As of the date of this Amendment, Dr. Zhang beneficially owns or may be deemed to beneficially own 8,429,396 Ordinary Shares1.

 

1  Includes (i) 68,700 Ordinary Shares held directly by Dr. Zhang or represented by ADSs held by Dr. Zhang; (ii) 225,000 Ordinary Shares issuable upon the exercise of share options held by Dr. Zhang that are vested or will vest within 60 days following the date of this Amendment; and (iii) 8,135,696 Ordinary Shares held directly by Photon or represented by ADSs held by Photon. Dr. Zhang is one of the Directors of Photon and may be deemed to beneficially own such 8,135,696 Ordinary Shares. Dr. Zhang shares with the other Directors of Photon the power to vote and dispose of or direct the disposition of such 8,135,696 Ordinary Shares, and disclaims beneficial ownership of such Ordinary Shares except to the extent of his pecuniary interest in such Ordinary Shares. Photon is a British Virgin Islands corporation with principal offices at P.O. Box 957, Offshore Incorporations Centre, Road Town, Tortola, British Virgin Islands. Photon is an investment holding company. During the five years prior to the date of this Amendment, neither Photon nor any of its directors, officers, shareholders or control persons has been convicted in a criminal proceeding (excluding traffic violations or similar misdemeanors). Also, during the five years prior to the date hereof, neither Photon nor any of its directors, officers, shareholders or control persons has been a party to a civil proceeding of a judicial or administrative body of competent jurisdiction which resulted in a judgment, decree or final order enjoining future violations of, or prohibiting or mandating activities subject to, federal or state securities laws or finding any violation with respect to such laws.

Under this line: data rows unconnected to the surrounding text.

PR #210, opened 2016-02-23
Replace U2503 with U2502

vain:
According to Unicode [0], the arcs (U256D and U2570) are "light",
whereas the vertical bar (U2503) is "heavy". This doesn't match. We
should use the light vertical bar (U2502) instead.

[0]: http://www.unicode.org/charts/PDF/U2500.pdf


trehn:
10 points for remembering to update the docs

PR #211, opened 2016-02-24
Comment on what's going on in operations.run()

vain:
I rewrote that function to not use any Event or custom pipes. It should
have worked but it didn't. Well, it mostly worked. Sometimes it didn't.
I then finally discovered that OpenSSH's master process (when using
multiplexing) inherits some pipes and never closes them -- which breaks
everything I had in mind.

Your original idea (using a busy loop and Event) is just the right thing
to do. It's a complex topic, though. Proof reading would be advisable.

### DIFF
--- a/bundlewrap/operations.py
+++ b/bundlewrap/operations.py
@@ -67,14 +67,28 @@ def run(hostname, command, ignore_failure=False, add_host_keys=False, log_functi
     """
     Runs a command on a remote system.
     """
+
+    # LineBuffer objects take care of always printing complete lines
+    # which have been properly terminated by a newline. This is only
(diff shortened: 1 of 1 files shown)


trehn:
👍🐧

trehn:
Thanks. I was kind of hoping that some of this would magically fix Travis, but apparently we can't have nice things.

vain:
For the record, there's a discussion at (portable) OpenSSH's bugzilla about changing that behaviour:

https://bugzilla.mindrot.org/show_bug.cgi?id=1988

I wouldn't expect a change any time soon, though, since this bug is open since 2012.

CC #235.

Issue #212, opened 2016-02-25
Document environment variables


vain:
I couldn't find any trace of them in the docs. (Possibly just blind.)

trehn:
Before/when doing this, we should `s/BW_IDENTITY/BWIDENTITY/g` for consistency.

PR #219, opened 2016-03-03
doc: Add documentation about environment variables

vain:
Yes, we should eliminate the underscore in `BW_IDENTITY`. I didn't want
to introduce a breaking change now, though. Having this documentation is
better than no documentation. :-)


vain:
CC #212

trehn:
Since it was never documented anywhere, I'd be fine with just renaming it. If we keep it around, we can still implement it as a fallback only and make `BWIDENTITY` the official name.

CUSIP NO.    83410S108   13D   PAGE 5 OF 6 PAGES

 

Percent of Class: 21.5%

The foregoing percentage is calculated based on 38,933,038 Ordinary Shares of the Issuer outstanding as of May 31, 2018 as reported in the Issuer’s Form 6-K submitted to the SEC on May 31, 2018.

 

  (b) Number of shares as to which Dr. Zhang has:

 

  (i) sole power to vote or to direct the vote: 293,700 Ordinary Shares.

 

  (ii) shared power to vote or to direct the vote: 8,135,696 Ordinary Shares.

 

  (iii) sole power to dispose or to direct the disposition of: 293,700 Ordinary Shares.

 

  (iv) shared power to dispose or to direct the disposition of: 8,135,696 Ordinary Shares.

 

  (c) The following transactions have been effected during the past 60 days:

See Item 3.

 

  (d) Not applicable.

 

  (e) Not applicable.


CUSIP NO.    83410S108   13D   PAGE 6 OF 6 PAGES

 

SIGNATURE

After reasonable inquiry and to the best of my knowledge and belief, I certify that the information set forth in this statement is true, complete and correct.